» Exercise prompt: Please return all lines from the records below that include the string "suffice".

Entries taken from a collection:
----

PR #1163, opened 2022-05-03
CLOUDP-120449: Telemetry - Track Command Duration and Result

fmenezes:
## Proposed changes

Track duration and result in CLI

_Jira ticket:_ CLOUDP-120449

Closes #[issue number]

## Checklist

### DIFF
--- a/internal/telemetry/telemetry.go
+++ b/internal/telemetry/telemetry.go
@@ -69,7 +69,7 @@ func TrackCommand(cmd *cobra.Command) {
 	track(cmd)
 }
 
-func generateEventData(cmd *cobra.Command) Event {
+func newEvent(cmd *cobra.Command) Event {
 	now := time.Now()
 	cmdPath := cmd.CommandPath()
 	command := strings.ReplaceAll(cmdPath, " ", "-")
@@ -96,7 +96,7 @@ func generateEventData(cmd *cobra.Command) Event {
 }
 
 func track(cmd *cobra.Command) {
-	event := generateEventData(cmd)
+	event := newEvent(cmd)
 
 	cacheDir, err := os.UserCacheDir()
 	if err != nil {
--- a/internal/telemetry/telemetry.go
+++ b/internal/telemetry/telemetry.go
@@ -78,6 +78,8 @@ func newEvent(cmd *cobra.Command) Event {
 	var duration time.Duration
 	if found {
 		duration = now.Sub(ctxValue.startTime)
+	} else {
+		logError(errors.New("telemetry context not found"))
 	}
 
 	var properties = map[string]interface{}{
--- a/internal/telemetry/telemetry.go
+++ b/internal/telemetry/telemetry.go
@@ -15,6 +15,7 @@
 package telemetry
 
 import (
+	"context"
 	"encoding/json"
 	"errors"
 	"os"
@@ -35,12 +36,33 @@ const (
 
 var fs = afero.NewOsFs()
 var maxCacheFileSize int64 = 100_000_000 // 100MB
+var contextKey = telemetryContextKey{}
 
 type Event struct {
 	Timestamp  string                 `json:"timestamp"`
 	Source     string                 `json:"source"`
 	Name       string                 `json:"name"`
 	Properties map[string]interface{} `json:"properties"`
+}
+
+type telemetryContextKey struct{}
+
+type telemetryContextValue struct {
+	startTime time.Time
+}
+
+func NewContext() context.Context {
+	return context.WithValue(context.Background(), contextKey, telemetryContextValue{
+		startTime: time.Now(),
+	})
+}
+
+func getValueFromContext(ctx context.Context) *telemetryContextValue {
+	value, ok := ctx.Value(contextKey).(telemetryContextValue)
+	if !ok {
+		return nil
+	}
+	return &value
 }
 
 func TrackCommand(cmd *cobra.Command) {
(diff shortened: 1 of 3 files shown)


internal/telemetry/telemetry.go
```diff
@@ -43,26 +45,59 @@ type Event struct {
...
+func newEvent(cmd *cobra.Command) Event {
 	now := time.Now()
 	cmdPath := cmd.CommandPath()
 	command := strings.ReplaceAll(cmdPath, " ", "-")
+
+	ctxValue, found := valueFromContext(cmd.Context())
+	var duration time.Duration
+	if found {
+		duration = now.Sub(ctxValue.startTime)
+	}
```
tibulca, line 81: if `found == false` the duration will default to 0 I think.
Maybe in this case we should return an error and the `track` function below to handle that error (log and return)?
(so the signature of this function will be `func newEvent(cmd *cobra.Command) (*Event, error)`)

internal/telemetry/telemetry.go
```diff
@@ -43,26 +45,59 @@ type Event struct {
...
+
+func NewContext() context.Context {
+	return context.WithValue(context.Background(), contextKey, telemetryContextValue{
+		startTime: time.Now(),
+	})
+}
+
+func valueFromContext(ctx context.Context) (telemetryContextValue, bool) {
+	value, ok := ctx.Value(contextKey).(telemetryContextValue)
+	return value, ok
```
tibulca, line 62:
```suggestion
	return ctx.Value(contextKey).(telemetryContextValue)
```

internal/telemetry/telemetry.go
fmenezes: Telemetry is meant to ignore errors completely so commands are never affected by telemetry, also I don't want to not track an event just because it did not use context correctly, chances are if we are receiving 0 duration context was not carried out to that specific command which would be about fixing it instead of not tracking.

internal/telemetry/telemetry.go
fmenezes: see my comment above, I don't think this is needed

johansteyn:
Do we need to store the start time in the context?

I'm fine to go with that if there are advantages to doing it that way (eg: if we need to access the start time in other parts of the app) . 

Otherwise, a simple "startTime" global variable in telemetry.go might suffice:
  https://github.com/mongodb/mongodb-atlas-cli/pull/1164

internal/telemetry/telemetry.go
tibulca: `track` function is only logging errors, not affecting the commands, that's what I was also thinking when sugested "and the track function below to handle that error"
Even if capturing the event is more important than, in this case, the correctness of its duration, we should not simply hide a possible mishandling of the context. At least we should log that as an error (like we do in the track function)

fmenezes:
> Do we need to store the start time in the context?
> 
> I'm fine to go with that if there are advantages to doing it that way (eg: if we need to access the start time in other parts of the app) .
> 
> Otherwise, a simple "startTime" global variable in telemetry.go might suffice: #1164

@johansteyn thanks for the suggestion, global variables are normally considered something to avoid (in many programming languages) unless their value is static (now is not). Also today I don't see how context would not be located (meaning 0 instead of actual value), the main reason to use context here is that it is created in the main function and it will be passed down to all commands and API calls. 

The official documentation says `Use context Values only for request-scoped data that transits processes and APIs, not for passing optional parameters to functions.` at https://pkg.go.dev/context#WithValue. Which I feel works well for something like telemetry.

This opens doors for us (in future) to track many different timings like API calls latency, serialization/deserialization across commands and APIs and etc.

Let me know what you think @johansteyn @tibulca.

internal/telemetry/telemetry.go
tibulca: image

internal/telemetry/telemetry.go
fmenezes: @tibulca I'm now calling logError, let me know what you think

tibulca (approved):

johansteyn:
> @johansteyn thanks for the suggestion, global variables are normally considered something to avoid (in many programming languages) unless their value is static (now is not). 

I agree about avoiding global variables, though I think it's more applicable to long-running multi-threaded apps. With the CLI being a short-lived single-threaded app I'm not too concerned about global variables. Besides, contextKey itself is also a global variable, along with fs and maxCacheFileSize, and with all of them being private it's probably fine.

> The official documentation says `Use context Values only for request-scoped data that transits processes and APIs, not for passing optional parameters to functions.` at https://pkg.go.dev/context#WithValue. Which I feel works well for something like telemetry.

Their use of the term "request-scoped" likely means they are referring to long-running multi-threaded apps.
BTW. while they state that the context key should not be of type string, their example does just that :)

Anyway, it's not a blocker using context, so I'm happy to approve (unless @tibulca wants to chime in first?)

johansteyn (approved):
LGTM

fmenezes:
> I agree about avoiding global variables, though I think it's more applicable to long-running multi-threaded apps.
for sure that is a bigger concerns rise on long running applications, but I think it is a good and concise approach to avoid even in short-lived processes

> Besides, contextKey itself is also a global variable, along with fs and maxCacheFileSize, and with all of them being private it's probably fine.
The difference there is they are static, again more of a concern for long-running processes

> BTW. while they state that the context key should not be of type string, their example does just that :)

Well it is actually `favContextKey` which is declared as `type favContextKey string`.

For go that is a totally valid custom type.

----

» Answer box:
Otherwise, a simple "startTime" global variable in telemetry.go might suffice:
> Otherwise, a simple "startTime" global variable in telemetry.go might suffice: #1164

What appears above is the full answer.